The genomic context of ptrA in representative Synechococcus and Prochlorococcus genomes.

As noted previously (Tetu et al., 2009) those few genes that are significantly influenced by PtrA during P stress in Synechococcus sp. WH8102 (SYNW0165, SYNW0196, SYNW0762 and SYNW2390) are represented in a minority of other marine cyanobacterial genomes, suggesting that they have been laterally acquired and their inclusion in the P regulon has been selected by environmental conditions (Palenik et al., 2003; Moore et al., 2005; Dufresne et al., 2008; Scanlan et al., 2009). The clustering of PtrA-regulated genes throughout the genome also has implications for the mechanisms of gene gain (Figure 3). First, these key genes are spread throughout the genome in WH8102 and do not occur in any recognizable island (Palenik et al., 2003; Dufresne et al., 2008), nor are they linked on the chromosome with their cognate regulator. This implies that each gene was independently acquired along with its respective PtrA-binding sequence. Conversely, there are several clusters of genes that appear to be co-regulated, including the swmB cluster (SYNW0952–SYNW0960) and a large region of glycosyltransferases, lipopolysaccharide and cell wall biogenesis-related genes (SYNW0424–SYNW0458) that are clearly genomic islands (Palenik et al., 2003; Dufresne et al., 2008). Whether they are directly regulated by PtrA is not clear but it is clear that the genes within these regions are co-regulated, in this case showing lower levels of expression in the ptrA knockout in comparison to wild-type.

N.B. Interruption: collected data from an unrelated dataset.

PR #1611, opened 2019-02-20
feat(channels): new channel search form

### LINKED ISSUE #1571: I should see a summary of my final channel configuration before I submit the new channel form
## Detailed Description

After filling in the new channel form, I should see a summary of the channel config before finally submitting it so that I can verify everything is how I want it to be. Similar to what the user sees when making payments.

image

## Context

New Channel UI

mrfelton:
## Description:

Build new channel search form

## Motivation and Context:

Resolves #1571

## How Has This Been Tested?

Manually

image

## Types of changes:

New Feature

## Checklist:


app/reducers/contactsform.js
```diff
@@ -201,6 +201,17 @@ contactFormSelectors.filteredNetworkNodes = createSelector(
   }
 )
 
+contactFormSelectors.isSearchValidNodeAddress = createSelector(
+  searchQuerySelector,
+  searchQuery => {
+    if (!searchQuery) {
+      return false
+    }
+    const [pubkey, host] = searchQuery.split('@')
```
korhaliv: Could be a little more efficient if you first check for `searchQuery.length` to be equal 2

app/components/Channels/ChannelNodeSearch.js
```diff
@@ -0,0 +1,128 @@
...
+    {filteredNetworkNodes.map(node => {
+      return (
+        <React.Fragment key={node.pub_key}>
+          <Flex justifyContent="space-between" alignItems="center" py={2} pr={2}>
+            <Box mr={3}>
+              {node.alias.length > 0 ? (
+                <>
+                  <ClippedText>{node.alias.trim()}</ClippedText>
+                  <Text color="gray" fontSize="s">
+                    <Truncate text={node.pub_key} maxlen={25} />
```
korhaliv: What's the difference between `ClippedText` and `Truncate` ? Sounds similar judging from the names

app/reducers/contactsform.js
mrfelton: I don't think that would have the same effect. I specifically want to ensure that we have something before and after an `@` to ensure that what we have looks like a node address.

app/components/Channels/ChannelNodeSearch.js
mrfelton: `ClippedText` chips off long text with an ellipsis. `Truncate` truncates the middle of a string.

app/reducers/contactsform.js
korhaliv: Yes, that's why I said first. So it's an addition. You don't need to split if length != 2 right?

mrfelton: Got it. Updated.

PR #1616, opened 2019-02-21
fix(ui): node and activity modals overhaul

### LINKED ISSUE #1614: Address modal bug (next branch)
In the next branch when clicking on the `qrcode` to access my address, URI and lndconnect QRCode I see the following UI:

screen shot 2019-02-20 at 6 50 44 pm

Also, clicking on `Node URI` makes the screen go blank

korhaliv:
## Description:
Bring node details and activity modals under the common modal system (modal stack)

## Motivation and Context:
Currently node and activity modals are standalone and thus are not benefiting from the existing modal system (transition animation, proper escape button handling etc), as well as causing rendering issues.

Modals are now part of the common stack and are also bound closer to a redux state source resulting in a minor perf improvements.

This PR also does some cleanup and refactoring of the top level `App` container

Fix #1614 

## How Has This Been Tested?
Manually

## Types of changes:
Bugfix and refactoring

## Checklist:

### DIFF
--- a/app/components/Activity/ActivityModal/ActivityModal.js
+++ b/app/components/Activity/ActivityModal/ActivityModal.js
@@ -1,7 +1,6 @@
 import React from 'react'
 import PropTypes from 'prop-types'
 import { Box } from 'rebass'
-import { Modal } from 'components/UI'
 import { InvoiceModal } from 'components/Activity/InvoiceModal'
 import { PaymentModal } from 'components/Activity/PaymentModal'
 import { TransactionModal } from 'components/Activity/TransactionModal'
@@ -13,12 +12,11 @@ export default class ActivityModal extends React.PureComponent {
       id: PropTypes.string,
       name: PropTypes.string
     }),
-    hideActivityModal: PropTypes.func.isRequired,
     showNotification: PropTypes.func.isRequired
   }
 
   render() {
-    const { item, networkInfo, hideActivityModal, showNotification } = this.props
+    const { item, networkInfo, showNotification, ...rest } = this.props
 
     if (!item) {
       return null
@@ -42,11 +40,9 @@ export default class ActivityModal extends React.PureComponent {
     const SpecificModal = MODAL_COMPONENTS[item.type].component
 
     return (
-      <Modal onClose={hideActivityModal}>
-        <Box width={9 / 16} mx="auto">
-          <SpecificModal {...MODAL_COMPONENTS[item.type].props} />
-        </Box>
-      </Modal>
+      <Box {...rest}>
+        <SpecificModal {...MODAL_COMPONENTS[item.type].props} />
+      </Box>
     )
   }
 }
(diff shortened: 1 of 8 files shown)


app/components/Wallet/ReceiveModal/ReceiveModal.js
```diff
@@ -123,61 +110,59 @@ class ReceiveModal extends React.PureComponent {
...
-            {qrCode && qrCodeType !== QRCODE_TYPE_LNDCONNECT && (
-              <QRCode value={qrCode} size="xlarge" />
-            )}
-            {qrCodeType === QRCODE_TYPE_LNDCONNECT && (
-              <>
-                <QRCode
-                  value={qrCode}
-                  size="xlarge"
-                  obfuscate={qrCodeType === QRCODE_TYPE_LNDCONNECT && !reveal}
+      <Box width={9 / 16} mx="auto">
```
mrfelton: Rather than hard coding the width and margin onto this component, it would be better to apply `{...rest}` to the wrapping `Box`, and have these props passed in by the caller.

app/components/Activity/ActivityModal/ActivityModal.js
```diff
@@ -42,11 +40,9 @@ export default class ActivityModal extends React.PureComponent {
     const SpecificModal = MODAL_COMPONENTS[item.type].component
 
     return (
-      <Modal onClose={hideActivityModal}>
-        <Box width={9 / 16} mx="auto">
-          <SpecificModal {...MODAL_COMPONENTS[item.type].props} />
-        </Box>
-      </Modal>
+      <Box width={9 / 16} mx="auto">
```
mrfelton: Same goes here. positioning props would be better passed in from the caller.

app/containers/ModalStack.js
```diff
@@ -25,6 +27,12 @@ const ModalContent = ({ type, closeModal }) => {
     case 'REQUEST_FORM':
       return <Request width={9 / 16} mx="auto" />
 
+    case 'RECEIVE_MODAL':
+      return <ReceiveModal width={9 / 16} mx="auto" />
+
+    case 'ACTIVITY_MODAL':
+      return <ActivityModal width={9 / 16} mx="auto" />
```
mrfelton: so the positioning props are already being passed in,. the just aren't being applied correctly.

app/components/Wallet/ReceiveModal/ReceiveModal.js
korhaliv: I didn't hardcode them (this is how it was), but your suggestion makes sense

korhaliv: updated

app/components/Activity/ActivityModal/ActivityModal.js
korhaliv: updated

app/containers/ModalStack.js
korhaliv: updated

PR #1620, opened 2019-02-22
 feat(ui): add ability to edit host cert and macaroon

### LINKED ISSUE #1182: Ability to edit cert & macaroon paths in wallet settings screen
## Detailed Description

I should be able to see and edit the cert and macaroon paths in the wallet settings screen so that I can more easily understand the wallet config.

## Context

Hard to know which cert and macaroon files are being used for a remote host.

## Possible Implementation

Add fields for cert and macaroon path into wallet settings form (remote wallets only)

korhaliv:
## Description:
resolves #1182 

## How Has This Been Tested?
Manually

image

## Types of changes:
New feature

## Checklist:


app/lib/utils/isBase64url.js
```diff
@@ -0,0 +1,15 @@
...
+ * Checks whether specified string is base64 url encoded
+ * @returns {boolean}
+ */
+const isBase64url = str => {
+  try {
+    //convert from base64 url to base64
+    window.atob(str.replace(/-/g, '+').replace(/_/g, '/'))
+    return true
+  } catch (e) {
+    // console.log(e)
```
mrfelton: console.log line can go

app/lib/utils/isBase64url.js
```diff
@@ -0,0 +1,15 @@
+/**
+ * Checks whether specified string is base64 url encoded
+ * @returns {boolean}
+ */
+const isBase64url = str => {
+  try {
+    //convert from base64 url to base64
```
mrfelton: I think this should be written as `base64url` (no space)

app/components/Home/WalletLauncher.js
```diff
@@ -132,19 +155,65 @@ class WalletLauncher extends React.Component {
     }
   }
 
-  onSubmit = values => {
-    const { startLnd } = this.props
+  onSubmit = async values => {
+    const { startLnd, wallet } = this.props
+    //for the remote wallets we need to initiate lndconnect URI re-generation before launching
```
mrfelton: Add space after `//`.

app/components/Home/WalletLauncher.js
```diff
@@ -132,19 +155,65 @@ class WalletLauncher extends React.Component {
...
+      const formState = formApi.getState()
       const { values } = formState
-      putWallet(formToWalletFormat(values))
+      let result = values
+
+      // for the remote wallets we need to re-generate lndconnectUri and QR using updated
+      // host, cert and macaroon values. This is done in the main process
+      // this process is skipped if original lndconnect uri contains raw cert or macaroon and not paths
+      if (wallet.type !== 'local' && !isEmbeddedLndConnectURI(wallet.lndconnectUri)) {
+        ipcRenderer.send(
```
mrfelton: Should we be using `dispatch` here rather than sending via `ipcRenderer` directly? I think there is only one other place in the codebase where we do this, and I'm not particularly happy about that. All other IPC messages are sent using `send` from `redux-electron-ipc`

app/components/Home/WalletLauncher.js
korhaliv: Ideally we need lint rule for this

app/components/Home/WalletLauncher.js
korhaliv: By dispatch you mean `redux dispatch` ? If so, then this doesn't update the redux state so doesn't seem appropriate here

mrfelton: It does in the sense that It logs the action in the redux history so that you have visibility into the fact that an IPC message was sent within the redux history. This is how all of our IPC messages are sent.

korhaliv: I get that it's how it's currently done in most places, but benefits are not clear to me. Especially when seeing code like

mrfelton: I would definitely agree with that. The whole process of using IPC is horrible IMO. Sending off events and hoping that certain other events come back in response... I'd much rather see a fully promise based approach to communicating with the main process. But short of that sort of wider change, I do feel there is some merit to taking a consistent approach across the board.

korhaliv: Updated

korhaliv:
@JimmyMow I understand the motivation, but there may be a situation when a user has installed the wallet some time ago and may not remember the details, so the hint will be quite handy here. After all we even support older versions of zap db formats(via migration scripts) to take care of longer time users

mrfelton:
Agreed - I think it's better to keep the help text on the page to help users fill out the form. IMO it's better that users are shown the expected format than them getting confused and posting support questions here or in slack.

mrfelton:
@korhaliv on the issue of the field labels...

At the default screen size they look a bit squashed up and run over to multiple lines with a break in a strange place. See screenshot:

**With examples**

image

**Compare without examples:**

image

It definitely looks a lot cleaner without the examples. So I'm a little torn on the best thing to do as I think the examples would be useful to people (actually, the reason  why we added the examples to the onboarding forms in the first place was because people kept asking us questions about how they should enter the paths)

One option could be for us to leave out the examples for now, and then consider adding them back in as tooltips once #1291 is in. Or, perhaps we could add the examples as a hover tooltip on the inputs themselves?

JimmyMow:
@mrfelton this is the motivation behind my comment above. I like the tooltip idea

korhaliv:
Ok, I've removed examples. I think for consistency sake it's better to do tooltips the way #1291 does it, so let's wait until it's merged and update settings screen once more

PR #1621, opened 2019-02-22
 feat(channels): private channel toggle

### LINKED ISSUE #1570: I should be able to select wether a channel will be private or not when creating it
## Detailed Description

Add private toggle to add channel form

image

## Context

New Channel UI

mrfelton:
## Description:

Add ability to specify wether a channel will be created as private or not. Defaults as true for local wallets.

## Motivation and Context:

Resolves #1570

## How Has This Been Tested?

Manually

## Types of changes:

New feature

## Checklist:


mrfelton:
@JimmyMow I've removed the on/off labels - I agree these aren't really needed.

I've also updated so that the field only shows for remote wallets. Part of me wants to say that we shouldn't be telling users what they can or can't do with their local nodes. But a bigger part of me says that it makes very little sense for a local wallet to be creating public channels in the vast majority of cases.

Given that the genomic complement of P-acquisition and regulation genes (Scanlan et al., 2009) and the responses to P stress (Martiny et al., 2006; Tetu et al., 2009) vary quite considerably between marine picocyanobacteria, it will be interesting to determine the role of PtrA in other marine strains. Overall, it is intriguing that PtrA appears to regulate accessory genes in WH8102, providing a potentially novel example of how laterally acquired genes have been recruited into an existing regulon in an environmental isolate. This example shows the importance of regulatory networks in coordinating the expression of the P-stress response, despite relatively low regulatory capacity in this model oligotrophic cyanobacterium.